Aviso: o texto contém spoiler e aborda temas sensíveis.
Guilherme Moraes
Um dos longas mais aguardados da 48ª Mostra Internacional de Cinema em São Paulo, O Brutalista, que fez parte da seção Perspectiva Internacional, é o clássico filme que recebe indicações na temporada de premiações. O teor biográfico, as atuações sisudas, os movimentos de câmeras sutis e uma trilha sonora pensada previamente para tomar a sala de cinema e criar algo mais sensorial são exemplos disso. No entanto, eles não foram usados de maneira vazia. Brady Corbet consegue aderir a todos os elementos que a Academia gosta para contar um épico sobre a desconstrução dos Estados Unidos como um país grandioso e terra da liberdade.

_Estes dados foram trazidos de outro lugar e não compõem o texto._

PR #2631, opened 2015-04-30
Backdrop dialog fix (fixes #1967)

### LINKED ISSUE #1967: md-dialog backdrop displays incorrectly if page is scrolled

Kiougar:
This fixes the #1967. [Example 1](http://codepen.io/anon/pen/LVVbay) (comment the first css line to see the problem)

Also, it fixes another issue with the sidenav toggle where the backdrop element caused the body to overflow. [Example 2](http://codepen.io/anon/pen/waaoyX) (comment the second css line to see the problem)

### DIFF
--- a/src/components/backdrop/backdrop.scss
+++ b/src/components/backdrop/backdrop.scss
@@ -15,7 +15,7 @@ md-backdrop {
 
   background-color: rgba(0,0,0,0);
 
-  position: absolute;
+  position: fixed;
   height: 100%;
   left: 0;
   right: 0;
--- a/src/components/dialog/dialog.scss
+++ b/src/components/dialog/dialog.scss
@@ -2,7 +2,7 @@
   display: flex;
   justify-content: center;
   align-items: center;
-  position: absolute;
+  position: fixed;
   top: 0;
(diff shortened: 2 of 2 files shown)


Kiougar:
Will remake the pull request when I fix the commit messages.

ThomasBurleson:
@Kiougar - whenever I see CSS changes to use 'position: fixed' I worry about sideaffects.
@rschmukler - what are your thoughts on this PR?

Kiougar:
@ThomasBurleson The second example I provided can be solved by setting `top: 0` instead of `position: fixed`. But that won't solve the #1967 issue.
Another solution for the #1967 could be to manually update the `top` attribute of both the `.md-dialog-container` and `md-backdrop` element when a user scrolls vertically.

Kiougar:
@ThomasBurleson, @rschmukler Reopened in #2754. We can discuss there if there are any side effects.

A abertura com um handshake muito forte e um trabalho de som vigoroso, feito por Steve Single e Andy Neil ao estilo Hans Zimmer, com notas graves e poderosas, tornam o ambiente dentro do container confuso, claustrofóbico e desesperador. Essa cena se contrapõe a um certo Cinema de ‘prestígio’ que virá posteriormente, com a utilização dos elementos cinematográficos de maneira mais sutil, como se escondesse a ‘podridão’ dos Estados Unidos; como se isso fosse algo sentido e não falado.
Desde sua chegada à América, László Tóth (Adrien Brody) precisa lidar com diversos problemas, como o desemprego, a falta de moradia, a fome e o preconceito. Assim como seu amigo Gordon (Isaach de Bankolé), o protagonista é visto como parte da escória da sociedade. Enquanto László é rejeitado por ser judeu, o outro sofre por ser negro. Durante as quase quatro horas de duração do filme, poucas vezes esses pontos são expressados diretamente – tudo é sentido por meio da construção atmosférica.

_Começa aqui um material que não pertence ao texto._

PR #2657, opened 2015-05-01
fix(slider): increment the value properly when step is a decimal number

### LINKED ISSUE #2015: mdSlider if set step="0.1", when slide the slider it's value will be a long float number
```html
<md-slider flex min="0" max="20" step="0.1" md-discrete
                  ng-model="component.animation.duration"
                  aria-label="transition-duretion" id="duration-slider">
</md-slider>

<md-input-container flex>
    <input type="number" min="0" max="20" step="0.1" ng-model="component.animation.duration" aria-label="transition-duretion" aria-controls="duration-slider">
</md-input-container>
```
When I slide the slider, it's value will be a long float number like those: 
`14.700000000000001`,
`0.7000000000000001`,
`1.7000000000000002`

kennethcachia:
Closes #2015

### DIFF
--- a/src/components/slider/slider.js
+++ b/src/components/slider/slider.js
@@ -269,7 +269,9 @@ function SliderDirective($$rAF, $window, $mdAria, $mdUtil, $mdConstant, $mdThemi
     }
     function stepValidator(value) {
       if (angular.isNumber(value)) {
-        return Math.round(value / step) * step;
+        var formattedValue = (Math.round(value / step) * step);
+        // Format to 3 digits after the decimal point - fixes #2015.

Apesar de parecer, a obra não é sobre um gênio de personalidade forte e que possui problemas com drogas. Essas características estão presentes em László, porém, elas não são o foco da trama. A questão de O Brutalista está muito mais em como essa figura será engolida pelo sistema e pelo racismo. O valor dele está em sua genialidade e nada mais; sua pessoa não é de interesse dos norte-americanos. Harrison Van Buren (Guy Pearce), um empresário que contrata o protagonista para construir um monumento, não liga se seu funcionário está drogado ou não, ou se eles ficarão sem trabalho, o que importa para ele é satisfazer seus desejos ególatras. É o gênio subjugado nessa falsa terra da liberdade.

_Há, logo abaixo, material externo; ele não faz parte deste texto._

PR #2661, opened 2015-05-01
docs(icon): expand md-icon description with overview and context.

jelbourn:
Expanding the `md-icon` API docs with some more overview and context based on feedback that it wasn't very clear what the purpose of `md-icon` was.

Um dos momentos mais fortes do longa é a sequência em que Harrison abusa sexualmente de László como forma de estabelecer a hierarquia e demonstrar todo seu ódio e inveja. Quando Erzsébet Tóth (Felicity Jones) revela esse segredo para a família Van Buren nos instantes finais do filme, Brady Corbet traz de volta os mesmos elementos e sentimentos da cena de abertura. O handshake, a barulheira e a sensação de angústia e confusão estão de volta, pois a verdadeira face dos Estados Unidos está exposta. Talvez, o único problema do final seja o epílogo, que busca explicar didaticamente alguns pontos da obra, parecendo até um vídeo sobre easter eggs.
O Brutalista possui características estéticas fáceis de serem encontradas nas listas dos indicados ao prêmio de Melhor Filme do Oscar, como o fato de parecer uma biografia. Nesse sentido, ele lembra um pouco Maestro (2023) e Tár (2022). No entanto, o que há de diferente é a maneira como a obra utiliza essas técnicas em favor de uma ideia de narrativa, indo além de usá-las apenas para simular uma autoralidade. Apesar de passar em branco, sem vitórias, na Mostra em SP, o longa de Brady Corbet conseguiu lotar as suas sessões e tem tudo para fazer sucesso na temporada de premiações.